Photo Courtesy of Jana Williams
Men's Intermediate Doubles Champions Vincent Knight and Jasen Baker pose with their artsy trophies in 2011.

Make a Racket! Indian Country Invited to 40th Annual Native Tennis Tournament

Cary Rosenbaum

As a budding tennis star in high school, Jana Williams (Leech Lake Band of Ojibwe) often felt alone in the sport, until she received an invite to an North American Indian Tennis Association tournament. Among a couple hundred other Natives in the sport, Williams says she had an awakening, “because you’re not the only one playing.”

The NAITA event moves from city to city and 2016’s 40th-annual tournament from May 28-30 is headed to Ojibwe country in Minneapolis, Minnesota.  As a volunteer to help host the tournament, Williams is on a mission to attract newcomers from all over North America, noting the tournament will be held on impressive clay courts and the Mall of America is nearby.

Though last year’s event was nearly cancelled due to inclement weather and a lack of exposure.

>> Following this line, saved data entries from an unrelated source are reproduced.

PR #3737, opened 2024-12-06
feat: improve durations input format #3736

### LINKED ISSUE #3736: Improve durations input format
## Problem Statement

In time estimates or time spent, we can input duration as a string instead of using the nice circular widget.

1. The most frustrating thing, and I think not that hard to fix, is that we have to separate our time component with a space or it fails.
For example, `1h 45m` works just fine while `1h45m` is calculated as `1m`
2. As an improvement, we could allow to input `1h45` and guess it was 45 minutes
3. Another improvement would be to allow using floats like `1.5h`

Improve `stringToMs` to:
1. split on anything but numbers (+ dots, and commas) instead of just spaces.
2. guess the letter if none has been provided for the current part
3. use `parseFloat` instead of `parseInt`

None

Might help solve #3420 and #2983

DuaelFr:
# Description

Allow:
1. to input duration without spaces: `2h30m`
2. to use floats: `2.5h`
3. to omit last unit: `1h30`

## Issues Resolved

#3736

## Check List

### DIFF
--- a/src/app/ui/duration/string-to-ms.pipe.spec.ts
+++ b/src/app/ui/duration/string-to-ms.pipe.spec.ts
@@ -16,4 +16,24 @@ describe('stringToMs', () => {
   it('should not return NaN for just h', () => {
     expect(stringToMs('h')).toBe(0);
   });
+
+  // @covers #3737
+  it('should work improved', () => {
+    // Case: no spaces.
+    expect(stringToMs('1h10m')).toBe(4200000);
+
+    // Case: missing last unit.
+    expect(stringToMs('1h 10')).toBe(4200000);
+    expect(stringToMs('1h10')).toBe(4200000);
+
+    // Case: missing all units.
+    expect(stringToMs('10')).toBe(0);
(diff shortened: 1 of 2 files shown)


johannesjo:
Thank you very much! Could you by any chance also add some unit tests for this? That would be great!

DuaelFr:
I've never done unit tests in JS.
Do you have some guidance to help me start?

Le sam. 7 déc. 2024, 14:56, Johannes Millan ***@***.***> a
écrit :

johannesjo:
Yes! You could have a look at `src/app/ui/duration/string-to-ms.pipe.spec.ts`. There are already some tests there. You just need to copy and paste, with some more input values for the function and the expected result. 

Let me know if you have any questions!

DuaelFr:
I'm lucky there were already examples. That was not that hard to expand!
I hope I've done that well.

johannesjo:
Thank you ver ymuch @DuaelFr !! :)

That’s why she is putting a call out to all the Native tennis players she knows are out there.


“It’s one of those things that’s gotta be word of mouth. The more we can talk about it and get it out there, the more people will hear about it.”

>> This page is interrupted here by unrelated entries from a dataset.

PR #3739, opened 2024-12-07
Update Linux categories in electron-builder.yaml

aripollak:
# Description

I believe this is a bit more specific than the existing `Utility`, based on https://specifications.freedesktop.org/menu-spec/latest/additional-category-registry.html. These categories are what I put in the flatpak appstream. metadata file.

## Check List


johannesjo:
Thank you!! Not sure this will be compatible with snap, but let's see what happens :)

NAITA has held clinics on reservations to try to grow the sport in the American Indian community, which has helped, she says.

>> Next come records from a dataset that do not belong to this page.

PR #3762, opened 2024-12-16
Update french translations

Ulfheonard:
Hello,

I added french translations

Preview the messages on https://inlang.com/github.com/Ulfheonard/super-productivity .

There are several English texts that I have not found the possibility to translate, for example:

{1A209007-1A06-44C9-A7EE-58A6F4CCD963}

Thank you


johannesjo:
Thank you very much! There seem to be many  changes also to other languages than french (just the order of translation keys).

Any ideas why that might be the case?


@ping @NilsJacobsen

Cyber-Syntax:
@johannesjo 
According to my review; I think Fink is trying to add missing strings again by changing their location, sending them outside of brackets. When I review those changed strings for Turkish language, it seems like they are unused strings or string names changed in en.json, but Fink still isn't solving them; just adding them outside of brackets. You can basically understand this by looking at my PR with the string `CREDENTIALS`. I deleted this because it's no longer used on en.json, but still exists on tr.json.

johannesjo:
@Cyber-Syntax do you think there is a good workaround for this?

Cyber-Syntax:
> @Cyber-Syntax do you think there is a good workaround for this?

A basic solution would be to add new strings to other language files from en.json. 

I don't know how you handle internationalization (i18n), but it would be great to have a string update feature for other language files from en.json. I mean, when you add new features, you create new strings and update en.json, but you don't update the other language files, which leads contributors to add them manually. 

In my experience, I was adding them manually, but I've developed a basic Python script to compare en.json with tr.json to find missing strings and add them to tr.json. However, I think this should be handled by i18n functionality, which I'm not familiar with because I have no idea how things work on i18n creation in TypeScript apps.

NiklasBuchfink:
Hey 👋 
I'm from inlang and builder of Fink. The `plugin-json` supports nesting and the translations should stay in the correct bracket, but it keeps the sorting in all language files in line with the source language file, in this case `en.json`.

> I don't know how you handle internationalization (i18n), but it would be great to have a string update feature for other language files from en.json. I mean, when you add new features, you create new strings and update en.json, but you don't update the other language files, which leads contributors to add them manually.

If you add just the empty keys to all the files, you always need to check programmatically if a key is an empty string to fallback to the source language. That's why we defaulted to "not having a key" instead of "having empty strings".

Tooling could make it easier to work with:
- you can use [fink.inlang.com](https://fink.inlang.com/github.com/johannesjo/super-productivity) to have a translation UI that adds the translation and it's key at the same spot as it is in the source language file
- you can use the [sherlock VS Code extension](https://inlang.com/m/r7kp499g/app-inlang-ideExtension) if you want to do the same, but in code
- you can also use the [inlang CLI](https://inlang.com/m/2qj2w8pu/app-inlang-cli) to machine translate everything by default in your CI/CD pipeline

@Cyber-Syntax @johannesjo Let me know if this helps or if you still want to create a script

Cyber-Syntax:
> supports nesting and the translations should stay in the correct bracket,

If you look at  [my commit](https://github.com/johannesjo/super-productivity/pull/3846/commits/ade830db989faa8689718649caf0d466db3652be), check the IS_AUTO_POLL, IS_AUTO_IMPORT_ISSUES, IS_SEARCH_ISSUES_FROM_* strings and compare with [current PR commits](https://github.com/johannesjo/super-productivity/pull/3762/files). All of them is not in the en.json but still added tr.json and other languages. I don't know how your code is work but if empty strings need check everytime, isn't it unused strings going to checked too? 

> If you add just the empty keys to all the files, you always need to check programmatically if a key is an empty string to fallback to the source language. That's why we defaulted to "not having a key" instead of "having empty strings".

`"TITLE": "Jira: Submit Worklog"` 
Are strings like this considered an empty string when added to other language files? I was meant to add those to other language files; therefore, contributors can update them later, but if it causes a problem, of course we'll need to find a different approach.

NiklasBuchfink:
@Cyber-Syntax I don't know if I understand correctly, so let me recap this.

Is it correct, that `S_AUTO_POLL, IS_AUTO_IMPORT_ISSUES, IS_SEARCH_ISSUES_FROM_*` where added in different language files, but not to the `en.json` file?

Fink does the following:
- it first loads the keys all keys of the source file (en.json)
- collect all other translations with the same key to display them along (this is where the sorting comes from)
- keys that only appear in other language files than en.json are detected as "messages without source" >> [see here](https://fink.inlang.com/github.com/johannesjo/super-productivity?project=%2Fproject.inlang&lint=messageLintRule.inlang.messageWithoutSource&lang=en&lang=ar&lang=cz&lang=de&lang=es&lang=fa&lang=fr&lang=hr&lang=id&lang=it&lang=ja&lang=ko&lang=nb&lang=nl&lang=pl&lang=pt&lang=ru&lang=sk&lang=tr&lang=uk&lang=zh&lang=zh-tw)
- when we write back to the files, the sorting aligns with the `en.json` and "messages without source" are moved to the end of the file

This should explain, why they are moved to the end of the file and out of the brackets.

It expects the workflow of developing new features in the source language of the project (English) and adding other languages at the same time or afterwards.

johannesjo:
> It expects the workflow of developing new features in the source language of the project (English) and adding other languages at the same time or afterwards.

So if I understand this correctly everything is likely caused by translations without sources in the en.json (which is our base file) which are automatically sorted last?  Is there some way to auto delete those, or at least to delete them all at once?

NiklasBuchfink:
> So if I understand this correctly everything is likely caused by translations without sources in the en.json (which is our base file) which are automatically sorted last?

Correct 👍 

> Is there some way to auto delete those, or at least to delete them all at once?

At the moment we have nothing in place for that. So you need to do it manually or add a declutter script.
One user of our i18n library ParaglideJS did exactly that with [knip.dev](https://knip.dev), see here:
https://github.com/opral/inlang-sdk/issues/6#issuecomment-2341940766

johannesjo:
Thank you very much @NiklasBuchfink ! I really appreciate it!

One challenge, she says, is relocating each year. “I think our biggest draws are always going to be in Oklahoma, the Southwest.” This year, they’ve partnered with the United States Tennis Association to help raise the profile of Native tennis. “A lot of reservations don’t have tennis courts,” Williams says. “We’ve been trying to promote [the sport] for 20 years and it hasn’t grown much.”

Williams says the unique draw is that it’s the only tournament of its kind, and notable Native athletes have competed in it.

“There are several divisions in the tournament that range from novice to open,” says Williams. “And it’s unique in the sense that winners receive Native artwork as trophies.”